Share your dilemmas and get honest opinions from other Mumsnetters.

What are you wistful you will never do, be or see?

209 replies

CoddlingMolly · 18/03/2024 22:58

It's hard to explain what I mean but I'll try!

One relating to the future...I feel sad that I won't be around when humans inevitably connect with some other form of life or some incredible space discovery.

There's one regret I have about the past...That I wasn't around for the hippie era.

One that's kind of odd and I can't put my finger on why I feel like this but...I was a teenager in the late 90s/early 2000s and I always had this weird regret that I couldn't ever experience being an American high school kid or going to an American college. Nit sure why but that's really strongly connected to that era and my age then.

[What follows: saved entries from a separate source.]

PR #3867, opened 2017-11-14
New style huber_loss

hvy:
New style huber_loss to support double backprop.

### DIFF
--- a/chainer/functions/loss/huber_loss.py
+++ b/chainer/functions/loss/huber_loss.py
@@ -23,8 +23,8 @@ class HuberLoss(function_node.FunctionNode):
         type_check.expect(
             in_types[0].dtype == numpy.float32,
             in_types[1].dtype == numpy.float32,
-            in_types[0].ndim == 2,
-            in_types[1].ndim == 2,
+            in_types[0].ndim >= 2,
+            in_types[1].ndim >= 2,
             in_types[0].shape == in_types[1].shape
         )
 
--- a/chainer/functions/loss/huber_loss.py
+++ b/chainer/functions/loss/huber_loss.py
@@ -1,19 +1,21 @@
 import numpy
 
+import chainer
 from chainer.backends import cuda
-from chainer import function
+from chainer import function_node
 from chainer.utils import type_check
 
 
-class HuberLoss(function.Function):
+class HuberLoss(function_node.FunctionNode):
 
     def __init__(self, delta, reduce='sum_along_second_axis'):
         self.delta = delta
 
         if reduce not in ('sum_along_second_axis', 'no'):
             raise ValueError(
-                "only 'sum_along_second_axis' and 'no' are valid "
+                "Only 'sum_along_second_axis' and 'no' are valid "
                 "for 'reduce', but '%s' is given" % reduce)
+
         self.reduce = reduce
 
     def check_type_forward(self, in_types):
@@ -25,6 +27,7 @@ class HuberLoss(function.Function):
         )
 
     def forward(self, inputs):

Just wondering whether anyone else gets these wistful thoughts!

OP posts:
Dahlia444 · 19/03/2024 19:19

Ellmau · 19/03/2024 01:13

St Petersburg. I was supposed to be going in 2020...

Same 😡
Also that I was never alive in the time of the dinosaurs

PermanentTemporary · 19/03/2024 19:23

I always intended to see Paul Simon and Steely Dan live but never managed to either be organised enough or rich enough to do either. I think part of me felt that I didn't deserve to be able to go to live gigs. Since missing then both I've really made an effort to see more bands.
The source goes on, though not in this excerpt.